Snape remained silent, his expression a wall.

"Orion isn't angry," Alderwick continued. "He isn't driven by resentment or the need to prove himself to a bunch of pureblood idiots. He's driven by Plans. He moves with the cold, patient logic of a mathematician. He doesn't want to burn the world down; he wants to rebuild the architecture so it functions correctly."

Another long pause settled over the dusty bookstore. Finally, Snape asked, "Do you believe he is dangerous?"

Alderwick laughed softly, a sound like dry leaves. "Oh no. Not yet." Then he added, his voice turning somber, "But the people around him are ambitious. And when you combine that kind of ambition with Orion's intelligence and the power he's beginning to manifest... well, the results will be... interesting."

Snape turned slightly toward the shelves again, his mind clearly made up. "I believe I shall visit this 'shop at the bend.' If only to ensure that the ingredients being 'procured' are not a violation of the International Statute of Secrecy."
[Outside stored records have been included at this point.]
PR #674, opened 2026-04-06
Retry JS verification with approved version's lock files on mismatch

potiuk:
When the initial JS build verification fails and a previously approved version exists, retry the Docker build using the approved commit's package.json and lock files.  This handles the common case where a version bump updates devDependencies (e.g. rollup, ncc) but the committed dist/ was built with the old toolchain.

If the retry matches, the result is reported as a warning ("matches with approved lock files, devDeps changed") rather than a hard failure, with guidance to review the devDependency changes before approving.

### DIFF
--- a/utils/verify_action_build/verification.py
+++ b/utils/verify_action_build/verification.py
@@ -119,9 +119,14 @@ def verify_single_action(
     """Verify a single action reference. Returns True if verification passed."""
     org, repo, sub_path, commit_hash = parse_action_ref(action_ref)
 
+    # Look up approved versions early — used for the lock-file retry and the
+    # later approved-version diff section.
+    approved = find_approved_versions(org, repo)
+
     checks_performed: list[tuple[str, str, str]] = []
     non_js_warnings: list[str] = []
     checked_actions: list[dict] = []
+    matched_with_approved_lockfile = False
 
     with tempfile.TemporaryDirectory(prefix="verify-action-") as tmp:
         work_dir = Path(tmp)
@@ -234,12 +239,9 @@ def verify_single_action(
             all_match = diff_js_files(
                 original_dir, rebuilt_dir, org, repo, commit_hash, out_dir_name,
             )
-            checks_performed.append((
-                "JS build verification",
-                "pass" if all_match else "fail",
-                "compiled JS matches rebuild" if all_match else "DIFFERENCES DETECTED",
-            ))
 
+            # If no compiled JS was found in dist/ but node_modules is vendored,
+            # verify node_modules instead
             if has_node_modules:
                 nm_match = diff_node_modules(
                     original_node_modules, rebuilt_node_modules,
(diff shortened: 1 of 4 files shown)


dave2wave (approved):
Looks reasonable to me, but wait for another review

potiuk:
Rebased after merging the split refactor. CC: @raboof -> that is a **weird** case but it happened already once that action's javascript was actually built before the dependencies from previous run where upgraded - resulting in non-consistent javascript (but it actually shows that our javascript reproducibility checks are **good** because essentially anyone could commit  **any** modification to compiled javascript - this one is at least reproducible with **previously approved** version of dependencies - so it is **somewhat reproducible**.

The funny thing - I would have probably never guessed that this happened, it was entirely figured out by Claude - I just asked it - what's wrong with this PR and can you produce a fix - and it did - with very reasonable explanation :)

potiuk:
Also I asked Claude - and it diagnosed the Sonar Qube action code and produced a fix that I submitted as PR https://github.com/SonarSource/sonarqube-scan-action/pull/228

dave2wave:
@potiuk So if someone is building their action in this way is this not a **_bug_** on their part and we should reject this action completely? Seems like they are producing a product that were it an ASF release it would be rejected.

potiuk:
> @potiuk So if someone is building their action in this way is this not a **_bug_** on their part and we should reject this action completely? Seems like they are producing a product that were it an ASF release it would be rejected.

We might - yes - depending on our criteria and goals

* if we care about "correctness" - yes, we should reject it
* if we care anout makicng it ready for people who want to do it fast and to only check safety - no, we should not 

We know it's a bit sloppy but should be safe (because it is reproducible). Especially if it is followed (which is what I did) with an issue or PR fixing it - this is I think the best approach - when we notice an issue and let the third party know so they fix it, and then continue with a workaround (which this check really is). 

They might not be super sloppy, they might made an innocent mistake in their pipeline (I think this is what happened in this case). I think we should be quite careful what we "punish" by not accepting actions - because we essentially punish our PMCs.  And I find it much more open-source friendly to work with our dependencies rather than reject them because they made a mistake - and even do not tell them that they did. If we don't tell them, they might not ever be aware of it.

This is also folllowing what Astral team explained in the https://astral.sh/blog/open-source-security-at-astral astral, we could have similar approach as them). They worked with they downstream dependencies to make sure all their composite dependencies are hashed - which likely should also be our criteria - I was thinking about adding such criteria. This **might** be a good reason for rejection (because of security)

My personal goal with current way we handle actions (and this is why I developed verify_build_actions.p) was to unblock our PMCs as soon as possible, while making sure we are safe. I did not even have the "licence" criteria in mind (this is why I missed it when reviewing Gradle, but that is another one to consider, if it should be our review criteria as well).

If we would like to add "correctness" of building the action and reject those actions based on it, we can - but It was not my primary concern so far, and for me "freeing" actions so that our PMCs can upgrade to latest "safe" ones as fast as possible (minus cooldown for security reasons) was the primary criteria (and the only so far).

What's your criteria for accepting / rejecting the actions @dave2wave - maybe we have different ones?

potiuk:
I created https://github.com/apache/infrastructure-actions/issues/686 -> maybe a discussion can be held there.

raboof:
> if someone is building their action in this way is this not a bug on their part

I'd say so

> and we should reject this action completely?

I'm OK with approving #669 in this case: our goal is to make sure all actions are non-malicious, not that they're perfect.

That said, I'm not sure we should add this feature to the check script: I think the failure is a useful reminder that 'something is wrong upstream'. I love that @potiuk proposed a fix upstream so ideally it wouldn't happen again next time. If the problem remains that might become a reason to migrate away from this action eventually. The more of this complexity we add to the check tool, the harder it is to understand and thus trust its output.

So I think we should probably drop this PR

potiuk:
> So I think we should probably drop this PR

I think this case is likely to happen in other cases - because it's very easy to make similar mistake like they did

For now it actually produces warning if this case happen, so maybe it's better to leave it - otherwise when it happens next time we will not know when it happens.

potiuk:
> For now it actually produces warning if this case happen, so maybe it's better to leave it - otherwise when it happens next time we will not know when it happens.

Optionally, we can get it **fail** rather than raise warning - but we should at least know that we had similar case.

utils/verify_action_build/verification.py
```diff
@@ -234,21 +238,86 @@ def verify_single_action(
...
+                            "before approving.",
+                            border_style="yellow",
+                            title="MATCHED WITH APPROVED LOCK FILES",
+                        )
+                    )
+
+            checks_performed.append((
+                "JS build verification",
+                "pass" if all_match and not used_approved_lockfile else
+                "warn" if all_match and used_approved_lockfile else "fail",
```
dave2wave: Is this where to apply the choice to fail or warn?

potiuk: I just updated it - the updated change has:

* regresssion tests
* fails instead of warning when we detect previously approved lock files (with detailed information)l

potiuk: Here is the fail: https://github.com/apache/infrastructure-actions/pull/674/changes#diff-7a5c5e11a83966f00b690dfa76753e32949bc18bb7709fda53713449f8410251R315

potiuk:
@raboof - do you think - failing check with clear info is good enough ?

potiuk:
FYI:  https://community.sonarsource.com/t/the-sonarsource-sonarqube-scan-action-7-1-0-build-output-is-not-reproducible/180749/2  there is a discord session on sonarsource - apparently someone else **also** does reproducibility checks on their actions.


Seeing that - It's **really** good idea I do it, this is an attack vector that nobody talks about but I am pretty sure someone will exploit it soon. It's extremely easy to pull off. The Attestations by @ppkarwasz might also be a good one to add (let's see what investigation on how many of our actions could be verified this way: https://github.com/apache/infrastructure-actions/issues/686#issuecomment-4271063001 - having attestations might be useful signal to add. 

@raboof -> I am merging this one for now - it will try to do such "last good deps" check and fail if it finds this is the case but at least we will know the exact reason for lack of reproducibility.

PR #4141, opened 2024-06-27
feat(audio): Add logic to transcribe big files

ERosendo:
This PR registers a new service to downsize audio files and updates the transcribe command to remove logic that previously prevented the processing of large files. 

The PR also introduces a new parameter named `max-audio-duration` to the transcription process. During testing, I noticed that the API could successfully transcribe **compressed** audio files under 2 hours (7200 seconds) in length. However, attempts to transcribe files exceeding this duration resulted in `InternalServerError` exceptions, even for files well below the 25MB file size limit imposed by the API. The `max-audio-duration` parameter provides a mechanism to filter out audio files based on their length.

I Identified **1,778 records** with status 4 that are under 2 hours long. By downsizing those files before sending them into the API, we have a strong chance of successfully getting transcription for all of them.

Here's an example demonstrating how to use the new `max-audio-duration` parameter:

```bash
manage.py transcribe --limit 300 --rpm 100 --queue batch3 --max-audio-duration 7200 --status-to-process 4
```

Alderwick smirked. "I would pay a thousand Galleons to be a fly on the wall for that introduction."

Snape ignored him, moving toward the door. He paused with his hand on the handle, looking back at the old bookseller.

"You know what the strange part is?" Snape said quietly.

"What's that?"

"The boy didn't act like someone building power," Snape noted. "He didn't have the greed of a Malfoy or the desperation of a street-urchin."

Alderwick tapped the dusty book in his hands. "No. He acts like someone who is solving a puzzle. And I suspect, Severus, that the answer to that puzzle is going to make the entire magical world very, very uncomfortable."

Snape said nothing. He simply pulled the door open, allowing a gust of freezing London air to swirl into the shop. The bell chimed one last time as he vanished into the white silence of Diagon Alley.

Alderwick watched him go, a faint, sad smile on his face. He looked down at the book in his hands—a treatise on the alignment of the stars.

"Solve the puzzle, Orion," he whispered to the empty room. "But remember that some puzzles are designed to bite back."

Outside, the snow continued to fall, burying the footprints of the two generations of potion masters who had just crossed paths, while in the dark heart of the Alley, the quiet plans of the "Potioneer at the Bend" began to take their first, lethal shape.